“So?”
Father John shook his head.
“When I was a much younger man, I spent a weekend with Father Horatio Callahan—it was part of my training. He was very different from the priests that I had known before him.” Father John paused, clasping his hands in front of him. “You see, Father Callahan believed in evil—but not the colloquial evil that we speak of when we consider the evil deeds performed by man. Callahan truly believed that demons can posses the living, that they are born out of some of the most heinous crimes ever committed, provided there is a receptive host present.”
He paused.

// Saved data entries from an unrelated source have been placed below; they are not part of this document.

PR #1197, opened 2022-06-02
Generalize bigWig calculation

AnzeLovse:
This updates the existing process `scale-bigwig` to be generally applicable (BIOINF-94). 

## Checklist

    before non-breaking changes.
    commit(s).


resolwe_bio/processes/support_processors/bam_conversion.py
```diff
@@ -99,41 +111,53 @@ class Input:
...
         species = StringField(label="Species")
         build = StringField(label="Build")
 
     def run(self, inputs, outputs):
         """Run the analysis."""
-        path = inputs.alignment.output.bam.path
-        basename = os.path.basename(path)
+        bam_path = Path(inputs.alignment.output.bam.path)
+        basename = bam_path.name
         assert basename.endswith(".bam")
```
jkokosar, line 144: This could be
```
assert bam_path.name.endswith(".bam")
name = bam_path.stem
```

resolwe_bio/processes/support_processors/bam_conversion.py
```diff
@@ -99,41 +111,53 @@ class Input:
...
-        out_index = f"{name}.bai"
 
-        with open(inputs.bedpe.output.bedpe.path) as f:
-            spike_count = f.readlines()
-            spike_count = len(spike_count)
-        scale_factor = inputs.scale / spike_count
+        if inputs.bedpe:
+            with open(inputs.bedpe.output.bedpe.path, "rb") as f:
+                spike_count = sum(1 for _ in f)
+            scale_factor = inputs.scale / spike_count
```
jkokosar, line 150: This could fail if `bedpe` is an empty file.

jkokosar (approved):
Please consider the suggested improvements, otherwise looks good!

resolwe_bio/processes/support_processors/bam_conversion.py
AnzeLovse: Good point, thank you.

PR #1204, opened 2022-07-20
Add optional calculation of variance in abundance estimates in Salmon Quant

OtonicarJan:
This PR adds an optional output of variance in abundance estimates of inferential replicates. Output file with variance currently looks something like this: 

```
FEATURE_ID    Variance
ENSG00000279493    2
```

```
tximport will also load in information about inferential replicates -- a list of matrices of the Gibbs samples from the posterior,
 or bootstrap replicates, per sample -- if these data are available in the expected locations relative to the files . The 
inferential replicates, stored in infReps in the output list, are on estimated counts, and therefore follow counts in the output 
list. By setting varReduce=TRUE , the inferential replicate matrices will be replaced by a single matrix with the sample 
variance per transcript/gene and per sample.

```


resolwe_bio/processes/expression/salmon.py
```diff
@@ -293,6 +293,37 @@ class Options:
                 "must be assigned to the transcriptome "
                 "for quantification to proceed.",
             )
+            num_bootstraps = IntegerField(
```
jkokosar, line 296: Bump the process version

jkokosar:
@romunov Please review when you can. Thank you.

OtonicarJan:
FYI @mzganec

resolwe_bio/tools/tximport_summarize.R
```diff
@@ -25,7 +26,18 @@ if (args$ignoreTxVersion) {
 write.table(tx2gene, file=args$gene_mapping, sep="\t", quote=FALSE, row.names=FALSE)
 
 # Run tximport
-txi_tpm = tximport(args$infile, type="salmon", tx2gene=tx2gene, ignoreTxVersion=args$ignoreTxVersion)
+if (args$variance) {
+    txi_tpm = tximport(args$infile, type="salmon", tx2gene=tx2gene, varReduce = TRUE,
+                    ignoreTxVersion=args$ignoreTxVersion)
+
+    tpm_variance = data.frame(Variance = txi_tpm$variance)
+    tpm_variance = cbind(FEATURE_ID = rownames(tpm_variance), tpm_variance)
```
romunov, line 34: Lines 33 and 34 could also be written as

```r
tpm_variance <- data.frame(FEATURE_ID = rownames(txi_tpm$variance), Variance = txi_tpm$variance)
```
but I see that the rest of the code is written in the original manner, so consider this just as a hint for future coding. :)

resolwe_bio/tools/tximport_summarize.R
```diff
@@ -25,7 +26,18 @@ if (args$ignoreTxVersion) {
...
+    rownames(tpm_variance) = NULL
```
romunov, line 35: Since you're using `row.names = FALSE` to write to a file, removing row names may not be necessary.

romunov (approved):
The R part looks good. If possible I would run the R script through `styler` package, but that's just a personal preference.

PR #1213, opened 2022-09-27
Flatten General descriptor schema

OtonicarJan:
## Checklist

    before non-breaking changes.
    commit(s).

When Father John spoke again, his voice was so low that Brett could barely make out the words.
“Something bad happened when I was there. Something very, very bad.”
“What? What happened?”
The priest closed his eyes.
“Father Callahan—we—performed an exorcism, but it went horribly wrong.”
Thankfully, the man’s eyes remained closed. If he had opened them then, he would have seen clear disgust on Brett’s face.
Exorcism.
Brett had heard of exorcisms before, of course, but he usually pictured men in hooded cloaks drinking goat’s blood reading obscure passages from leather-bound journals. Not rational-seeming priests like Father John.
A mental image of Father Horatio Callahan formed in his mind, a crooked figure, spine bent so that he was hunched, nearly folded at the waist, hands like knobby branches, a face like hide.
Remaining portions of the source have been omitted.